Post-holiday Muse

Twas the night before Christmas, and I had a revelation.




I was in the guest room wrapping the gifts I had shipped north or stuffed into my extra suitcase, everything spread out before me on the bed. A cup of tea and my stepmom’s just-baked spice cookies stood on the night stand. My Pandora Christmas playlist filled the room with classics by Andy Williams and Bing Crosby.


Suddenly a flash of memory took me back to wrapping gifts in the same room four years earlier. It was the first Christmas without my mother. The house was literally cold and dark, every space empty with her absence. I wrapped gifts mechanically, my heart filled with sorrow, Sarah Mclachlan’s melancholy Wintersong album reflecting my mood with its beautiful and haunting melodies about the holidays, and loss.


But now, the house was literally warm and bright. It smelled like holiday baking, just as it used to when Mom was alive. Blooms burst from the two Christmas cactuses  my stepmom kept in the room, one of them on my mother’s old desk. Behind this year’s happier choice of music I could hear the lilting tones of my husband’s voice as he chatted with my dad and stepmom downstairs.


This was a redemptive moment, a gift so profound, and so characteristic of my redeeming Savior, that tears came to my eyes.

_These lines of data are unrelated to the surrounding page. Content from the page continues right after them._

Issue #12430, opened 2026-09-02
feat(backend): video-bridge #12150 P2 — remaining transcript-retention surfaces (raw snapshot, continuation, derived-prompt dispatches, response/semantic-cache)


diegosouzapw:
Surface map for #12150 **P2**, compiled from the P1 whole-branch review (PR #12427). P1 closed the two main-path surfaces (flattened description in the persisted request body via structured content-match redaction + durable Memory suppression). Remaining, all raw/response-class or opt-in×opt-in:

**From the original design (P2 scope):**
1. Raw pre-guardrail client-request snapshot in the detailed-log artifact (`clientRawRequest.body`, captured before guardrails).
2. `previous_response_id` continuation fail-closed when a continuation would rehydrate removed video-derived content (needs a `call_logs` marker column + migration + `resolvePreviousResponseState` refusal).

**Newly surfaced by the P1 review (add to P2):**
3. **Guardrail-ordering fail-open (Important):** video-bridge runs at priority 7; PII masker (10) and credential masker (95) rewrite the SAME chained payload afterward. With `PII_REDACTION_ENABLED`/`CREDENTIAL_REDACTION_ENABLED` on, the flattened description text changes, so the P1 log-redaction content-match (`text === fullText`) misses and the transcript persists (only PII-masked). Fix: re-anchor each redaction entry's `fullText` from the FINAL `preCallGuardrails.payload` (advisory `(container,messageIndex,partIndex)` indices are valid inside the guardrail chain — chain guardrails rewrite text in place, never splice arrays) in `deriveVideoBridgeLog` (src/sse/handlers/chat.ts). NOTE: opt-in×opt-in (PII masking is off by default, Hard Rule #20) — default path is unaffected.
4. Derived-prompt internal dispatches embed the transcript in synthesized STRING-content prompts, which the array-part content-match can't reach: pipeline-strategy stages (`src/domain/pipeline.ts` `original_request`; `pipelineRouter.ts`) and context-handoff (`open-sse/services/contextHandoff.ts` `{HISTORY}`). Memory suppression already holds for these; only their persisted request bodies retain text. Both opt-in. Fix: exact-literal substring replacement at the sink (`indexOf(fullText)`→`redactedText`, still parse-free since fullText is a trusted literal) or suppress request-body persistence for observed derived calls.
[...]

PR #12503, opened 2026-09-02
fix(video): re-anchor transcript log-redaction so PII/credential maskers can't reopen the leak (#12150 P1 follow-up)

diegosouzapw:
## Why

Follow-up to the merged #12427 (#12150 P1). The P1 whole-branch review found an **Important fail-open** that merged before the fix could land: the video-bridge guardrail runs at priority 7, but the PII masker (10) and credential masker (95) rewrite the **same chained payload** afterward, in place. When either masking flag is on, the flattened video description text changes, so the log-redaction content-match (`part.text === fullText`) misses and the transcript persists in the call log (only PII-masked). This hits exactly the privacy-maximal operators who enable both features. (Default path is unaffected — PII masking is off by default, Hard Rule #20.)

## Fix

`reanchorVideoBridgeRedaction` (new, pure, unit-tested in `src/lib/guardrails/videoBridge.ts`) re-reads each redaction entry's `fullText` from the **finished** pre-call guardrail payload at the advisory `(container, messageIndex, partIndex)` — valid because chain guardrails rewrite text in place, never splice the message array. `deriveVideoBridgeLog` (`src/sse/handlers/chat.ts`) now takes the final `body` and applies it, so the sink match sees the post-masker text. `redactedText` is unchanged (rendered from structured cues). New entries are returned; the shared guardrail `meta` is never mutated.

## Validation

TDD: two `reanchorVideoBridgeRedaction` unit tests (re-reads post-masker text; falls back to original when the advisory index no longer resolves) — RED before, GREEN after. Focused suites green: `guardrails/videoBridge` + `video-bridge-log-redaction` + `video-bridge-memory-suppression` (38/38). `typecheck:core`, `prettier --check` (touched files), `check:docs-all` clean. Base is green.

Also clarifies the GUARDRAILS.md retention note and lists the remaining P2 surfaces. Refs #12150, #12430; follows up #12427.

### DIFF
--- a/docs/security/GUARDRAILS.md
+++ b/docs/security/GUARDRAILS.md
@@ -476,23 +476,32 @@ fusion counters. The default Video Bridge path does not invoke speech-to-text
 or download a second media copy; without that explicit track, it remains
 video-only.
 
-**Transcript retention (opt-in feature, #12150 P1).** When a request renders any
-transcript cue (a caller-declared `transcript` or a fused `audioTranscript`), the
-guardrail marks it `videoBridgeObserved` and produces a redacted shadow of the
-video description — an identical rendering in which every cue's free-text body is
-replaced by `[redacted-video-transcript]`, built by substituting the structured
-cue field before the string is assembled (never by parsing the flattened text, so
-no cue content — adversarial or ordinary, including bodies containing `]` such as
+**Transcript retention (#12150 P1).** This applies automatically whenever the
+Video Bridge (itself opt-in) renders a transcript cue — there is no separate
+retention flag. When a request renders any transcript cue (a caller-declared
+`transcript` or a fused `audioTranscript`), the guardrail marks it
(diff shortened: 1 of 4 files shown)


diegosouzapw:
Merging: the two red checks are inherited base-red (tracked in #12518), not from this diff. "No new ESLint warnings" fails on the **CodeQL ratchet** (13 open alerts > baseline 11: js/incomplete-url-substring-sanitization ×4, js/weak-cryptographic-algorithm ×3, js/incomplete-sanitization ×2, js/insufficient-password-hash ×2, js/stack-trace-exposure ×1) — none introduced by this change (a pure re-anchor helper + a param thread; the lint metric itself is eslintWarnings=0/eslintErrors=0). The same check is red on unrelated PRs (#12428, #12421). "Fast Quality Gates" is the aggregate wrapper over the same ratchet. ⚠️ base-red inherited: #12518.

I will always miss my mom. No one can replace her, and tears come just as quickly when I think of her. But Christmas day brought more redemptive moments and lovely memories with family—the first Christmas we spent together since I got married. Once again, God had touched specific places and contexts of loss and brokenness with His redemptive love and grace, and I am quietly grateful.